In reality, Judge Greene had flexibility in deciding whether the restriction in Stanford would be characterized as a reasonable effort to achieve a valid government aim or as a clumsy, overbroad attempt to extend the hand of government too far. A major factor in his decision to take the latter course was the weight he gave to scientific values and the views of the scientific community.

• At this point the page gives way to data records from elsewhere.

PR #206, opened 2023-11-13
add configuration for eessi.io

boegel:
After a lot of preparatory work, we now finally have a new CernVM-FS repository in place for the [European Environment for Scientific Software Installations (EESSI)](https://eessi.io/docs), which is part of the effort to make EESSI ready for production that is funded via the [MultiXscale EuroHPC Centre-of-Excellence](https://www.multixscale.eu).

The contents of this repository will gradually be expanded over the coming weeks/months/years via the semi-automated contribution workflow we have implemented and [documented](https://eessi.io/docs/adding_software/opening_pr/).
Later this year we would like to announce this repository as being the production-ready setup of EESSI.

It would be great to have this configuration be part of the default CernVM-FS configuration repository, especially since we will be using EESSI as a running example in the upcoming [*"Best Practices for CernVM-FS in HPC"* tutorial](https://event.ugent.be/registration/cvmfshpc202312).

cc @bedroge, @ocaisa, @casparvl, @trz42


DrDaveD (changes requested):
I suggest changing the key name to eessi.io.pub, so it implies that it applies to all repositories of the eessi.io domain.  I know there's only one so far but there may be more in the future.

boegel:
@DrDaveD If that's not required, I think we prefer to keep it as is for now, to leave the door open to use a different key per repository (unless that doesn't make much sense).

I guess we can easily change `software.eessi.io.pub` to `eessi.io.pub` later, or would that be a hassle?

Getting the configuration for `software.eessi.io` repository is important for the upcoming tutorial, so we would prefer if that can be done quickly.

etc/cvmfs/domain.d/eessi.io.conf
```diff
@@ -0,0 +1,8 @@
+# Stratum 1 servers for the eessi.io domain
+CVMFS_SERVER_URL="http://aws-eu-central-s1.eessi.science/cvmfs/@fqrn@;http://azure-us-east-s1.eessi.science/cvmfs/@fqrn@"
+
+# Public keys for the eessi.io domain
+CVMFS_KEYS_DIR="$CVMFS_MOUNT_DIR/$CVMFS_CONFIG_REPOSITORY/etc/cvmfs/keys/eessi.io"
```
bedroge, line 5: @boegel As mentioned on Slack, I think I do agree with @DrDaveD's suggestion: since we're using a Yubikey now, we will be using the same key for all `*.eessi.io` repos, so it makes sense to reflect that in the filename of the public key. We should probably even move it a directory up, as there's no need for having a separate directory anymore for just a single key? So:


```suggestion
# Public key for the eessi.io domain
CVMFS_PUBLIC_KEY="$CVMFS_MOUNT_DIR/$CVMFS_CONFIG_REPOSITORY/etc/cvmfs/keys/eessi.io.pub"
```

DrDaveD: I would have no objection to moving it up a level, but all the other domains in the default config repo have a directory so I think Jakob at least would prefer it in a directory.  Let's stick with existing convention.

boegel: Indeed, see also `etc/cvmfs/keys/opensciencegrid.org/opensciencegrid.org.pub`, so I'll stick to `CVMFS_KEYS_DIR` and only rename `etc/cvmfs/keys/eessi.io/software.eessi.io.pub` to `etc/cvmfs/keys/eessi.io/eessi.io.pub`

bedroge: Oh, I actually saw an example that did use the `keys` directory (https://github.com/cvmfs-contrib/config-repo/blob/master/etc/cvmfs/domain.d/skatelescope.eu.conf, https://github.com/cvmfs-contrib/config-repo/tree/master/etc/cvmfs/keys), but leaving it in a subdirectory is okay with me as well :-)

DrDaveD (approved):
This looks good to me.  It's up to @jblomer now to review, merge, and deploy.

After he has approved I'll also want a cherry-pick PR to the master branch.  For egi and osg it probably requires a request from somebody in one of the supported VOs in those projects.

jblomer (approved):

PR #209, opened 2023-11-22
Update for the new current osg-wn-client from el7 to el8 for portable files

DrDaveD:
such as the CA certificates.


jthiltges:
Deployed to config-osg as revision 124.

PR #212, opened 2023-12-15
reduce warnings/failures for sft-nightlies repo

rptaylor:
Based on https://cvmfs-monitor-frontend.web.cern.ch/sft-nightlies.cern.ch  and the atlas-nightlies.cern.ch.conf file.

According to my tests it avoids all the "failed to access" warnings because this repo is not hosted on all servers.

He stressed, for example, that it was troubling to have a “non-scientist contracting officer” tell “Stanford University, a premier academic institution, engaged in significant scientific and medical research” what constituted “unvalidated findings.”141 He noted that even “in the Soviet Union, where Joseph Stalin at one time decided what could be published and by whom, the dead hand of government control of scientific research and publication is apparently no more.”142
It would be a mistake to conclude that the government cannot attach any strings to research projects it funds. It can, after all, attach the biggest string of all—it dictates what sort of research the money is to be used for. But the Stanford case shows that in this area of constitutional law, as in others, the science community fares rather well indeed.
Thus government funding plays a central role in the constitutional framework that shapes American science. But precisely how funding decisions are made is not resolved by the Constitution. We must turn to the statutory controls on scientific research to understand that crucial question.